In the entries below, find the lines with the word "OutputCommitMapping" and copy them.

--- Source material Enclosed Below ---

PR #795, opened 2026-08-17
fix tx filter

### LINKED ISSUE #789: Fix max_creation_timestamp filtering
max_creation_timestamp currently has no effect. The filter uses min_confirmed_timestamp when comparing creation_ts, which can also cause unexpected results for confirmation time queries.

Use max_creation_timestamp for the upper creation time bound and add a reg. test for both timestamp fields.

wiesche89:
Fixes max_creation_timestamp filtering and adds tests for both timestamp filters.

Fixes #789

### DIFF
--- a/controller/tests/tx_list_filter.rs
+++ b/controller/tests/tx_list_filter.rs
@@ -61,6 +61,25 @@ fn test_wallet_tx_filtering(
 		mask,
 		PathBuf::from(test_dir),
 		|api, _m| {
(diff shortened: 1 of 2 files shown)


ardocrat (approved):
Seems like it was bug in original implementation https://github.com/mimblewimble/grin-wallet/pull/666 as `max_creation_timestamp` filter missed at all.

PR #799, opened 2026-08-17
reject zero send amounts

### LINKED ISSUE #511: Incorrect error messagen when sending 0 grin (Nit-Pick)
**Describe the bug**
When sending 0 grin the error is "Not enough funds. Required: 0.005000000, Available: 0.000000000"

**To Reproduce**
From a wallet that has some spendable grin, send 0 grin to another wallet.

**Expected behavior**
Error message should say "Invalid send amount" or something.
or, Maybe it should allow sending 0 grin as long as the wallet has enough to cover the fee?

**Screenshots**
```
grin@crypto:~$ grin-wallet send -d grin1xxxyyyzzz 0
Password:
Wallet command failed: LibWallet Error: Not enough funds. Required: 0.005000000, Available: 0.000000000
```

wiesche89:
Return a clear InvalidAmount error when attempting to send zero GRIN instead of reporting insufficient funds.

Fixes #511

Also avoid of creation invoice with 0 amount.

### DIFF
--- a/libwallet/src/api_impl/owner.rs
+++ b/libwallet/src/api_impl/owner.rs
@@ -530,6 +530,10 @@ where
 	C: NodeClient,
 	K: Keychain,
 {
+	if args.amount == 0 {
+		return Err(Error::InvalidAmount);
+	}
+
 	let payment_proof_address = if let Some(a) = &args.payment_proof_recipient_address {
 		if a.valid_network() {
 			Some(a)
--- a/libwallet/src/error.rs
+++ b/libwallet/src/error.rs
@@ -24,6 +24,10 @@ use grin_store;
 /// Wallet errors, mostly wrappers around underlying crypto or I/O errors.
 #[derive(Clone, Eq, PartialEq, Debug, thiserror::Error, Serialize, Deserialize)]
 pub enum Error {
+	/// Invalid transaction amount
+	#[error("Invalid amount (must be greater than zero)")]
+	InvalidAmount,
+
 	/// Not enough funds
 	#[error("Not enough funds. Required: {needed_disp:?}, Available: {available_disp:?}")]
 	NotEnoughFunds {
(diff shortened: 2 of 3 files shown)


libwallet/src/api_impl/owner.rs
```diff
@@ -530,6 +530,10 @@ where
 	C: NodeClient,
 	K: Keychain,
 {
+	if args.amount == 0 {
```
ardocrat, line 533: I'll add check to invoice creation too

libwallet/src/error.rs
```diff
@@ -24,6 +24,10 @@ use grin_store;
 /// Wallet errors, mostly wrappers around underlying crypto or I/O errors.
 #[derive(Clone, Eq, PartialEq, Debug, thiserror::Error, Serialize, Deserialize)]
 pub enum Error {
+	/// Invalid transaction amount
+	#[error("Invalid amount (must be greater than zero)")]
+	InvalidAmount,
```
ardocrat, line 29: I would also add this check at `foreign::receive_tx` and `owner::process_invoice_tx`.

libwallet/src/api_impl/owner.rs
wiesche89, line 533: With amount_includes_fee, an amount equal to the fee still produces a zero amount slate that the receiver rejects. Please catch this on the sender side before saving the context and add a test.

libwallet/src/api_impl/owner.rs
```diff
@@ -530,6 +530,10 @@ where
...
+		return Err(Error::InvalidAmount);
```
wiesche89, line 534: With send max on an empty wallet, this reports “Invalid amount”. Could we say “No spendable funds” instead in the cli and add a test?

ardocrat: added

libwallet/src/api_impl/owner.rs
ardocrat: Added

ardocrat (approved):

PR #800, opened 2026-08-17
clarify bip32 derivation paths

### LINKED ISSUE #663: wallet shows incorrect BIP32 derivation paths
**Describe the bug**

The key derivation path shown after running `grin-wallet account` is not correct.

**To Reproduce**
1. Create bunch of accounts
2. Run `grin-wallet account` to list them, note the derivation paths
3. Derive the slatepack addresses from those exact paths using GRIN++ or mimblewimble-py
4. Observe they do not match

**Expected behavior**

When I run

```bash
$ grin-wallet account
Password: 

____ Wallet Accounts ____

 Name    | Parent BIP-32 Derivation Path 
---------+-------------------------------
 alice   | m/1/0 
 bob     | m/2/0 
 default | m/0/0 

Command 'account' completed successfully
```

correct paths should be

```bash
$ grin-wallet account
Password: 

____ Wallet Accounts ____

 Name    | Parent BIP-32 Derivation Path 
---------+-------------------------------
 alice   | m/1/1/0
 bob     | m/2/1/0
 default | m/0/1/0

Command 'account' completed successfully
```

You can get the test data [here](https://github.com/marekyggdrasil/mimblewimble-py/blob/5379aaf3039139bc184cc5ed2aad22b6ece1108c/tests/test_wallet.py#L15-L44)

**Screenshots**

```bash
$ grin-wallet -V
grin-wallet 5.0.3

```

**Additional context**

wiesche89:
Shows the output parent path and Slatepack address path separately in the account list.

Fixes #663

### DIFF
--- a/controller/src/display.rs
+++ b/controller/src/display.rs
@@ -16,7 +16,8 @@ use crate::core::core::FeeFields;
 use crate::core::core::{self, amount_to_hr_string};
 use crate::core::global;
 use crate::libwallet::{
-	AcctPathMapping, Error, OutputCommitMapping, OutputStatus, TxLogEntry, ViewWallet, WalletInfo,
+	address, AcctPathMapping, Error, OutputCommitMapping, OutputStatus, TxLogEntry, ViewWallet,
+	WalletInfo,
 };
 use crate::util::ToHex;
 use grin_wallet_util::OnionV3Address;
@@ -537,12 +538,15 @@ pub fn accounts(acct_mappings: Vec<AcctPathMapping>) {
 
 	table.set_titles(row![
 		mMG->"Name",
-		bMG->"Parent BIP-32 Derivation Path",
+		bMG->"Output BIP-32 Parent Path",
+		bMG->"Slatepack BIP-32 Path (Index 0)",
 	]);
 	for m in acct_mappings {
+		let slatepack_path = address::address_derivation_path(&m.path, 0).to_bip_32_string();
 		table.add_row(row![
 			bFC->m.label,
 			bGC->m.path.to_bip_32_string(),
+			bGC->slatepack_path,
 		]);
 	}
 	table.set_format(*prettytable::format::consts::FORMAT_NO_BORDER_LINE_SEPARATOR);
--- a/libwallet/src/address.rs
+++ b/libwallet/src/address.rs
@@ -21,6 +21,15 @@ use grin_keychain::{ChildNumber, Identifier, Keychain, SwitchCommitmentType};
 
 use crate::blake2::blake2b::blake2b;
 
+/// Derive a Slatepack address path from an output parent path and index
+pub fn address_derivation_path(parent_key_id: &Identifier, index: u32) -> Identifier {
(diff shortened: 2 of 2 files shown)


aglkm:
Could you show how the table looks after the fix?

wiesche89:
Before:
image

After:
image

Multiple accounts:
image

libwallet/src/address.rs
```diff
@@ -30,20 +39,24 @@ pub fn address_from_derivation_path<K>(
 where
 	K: Keychain,
 {
-	let mut key_path = parent_key_id.to_path();
-	// An output derivation for acct m/0
-	// is m/0/0/0, m/0/0/1 (for instance), m/1 is m/1/0/0, m/1/0/1
-	// Address generation path should be
-	// for m/0: m/0/1/0, m/0/1/1
-	// for m/1: m/1/1/0, m/1/1/1
```
aglkm, line 38: I find these comments useful, maybe we shouldn't delete them from the code?

aglkm:
Thank you, this looks good to me.
For your consideration, how about the following naming?
```
         |           BIP-32 Derivation Path
  Name   | -----------------------------------------------
         | Parent Output Key | Slatepack Address (Index 0)
---------+------------------------------------------------
 alice   | m/1/0             | m/1/1/0
 bob     | m/2/0             | m/2/1/0
 default | m/0/0             | m/0/1/0
```

libwallet/src/address.rs
wiesche89: Good point, I added the examples back.

wiesche89:
> Thank you, this looks good to me. For your consideration, how about the following naming?
> 
> ```
>          |           BIP-32 Derivation Path
>   Name   | -----------------------------------------------
>          | Parent Output Key | Slatepack Address (Index 0)
> ---------+------------------------------------------------
>  alice   | m/1/0             | m/1/1/0
>  bob     | m/2/0             | m/2/1/0
>  default | m/0/0             | m/0/1/0
> ```

I like the idea, but prettytable doesn’t handle grouped headers very well. I’d keep the current layout. 
I got it looking like this, but the code needed for it isn’t very clean:

image

or (the “Name” column could also be moved down one row.)

image

ardocrat:
> image

this looks good, seems like default account should be on top?

controller/src/display.rs
```diff
@@ -537,12 +538,15 @@ pub fn accounts(acct_mappings: Vec<AcctPathMapping>) {
 
 	table.set_titles(row![
 		mMG->"Name",
-		bMG->"Parent BIP-32 Derivation Path",
+		bMG->"Output BIP-32 Parent Path",
+		bMG->"Slatepack BIP-32 Path (Index 0)",
 	]);
 	for m in acct_mappings {
```
ardocrat, line 544: We can add active account on top of list at Owner API (also useful for GUI to avoid manual sort)

wiesche89: added

ardocrat (approved):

--- End of Enclosed Source material ---

Task answer:
-	AcctPathMapping, Error, OutputCommitMapping, OutputStatus, TxLogEntry, ViewWallet, WalletInfo,
+	address, AcctPathMapping, Error, OutputCommitMapping, OutputStatus, TxLogEntry, ViewWallet,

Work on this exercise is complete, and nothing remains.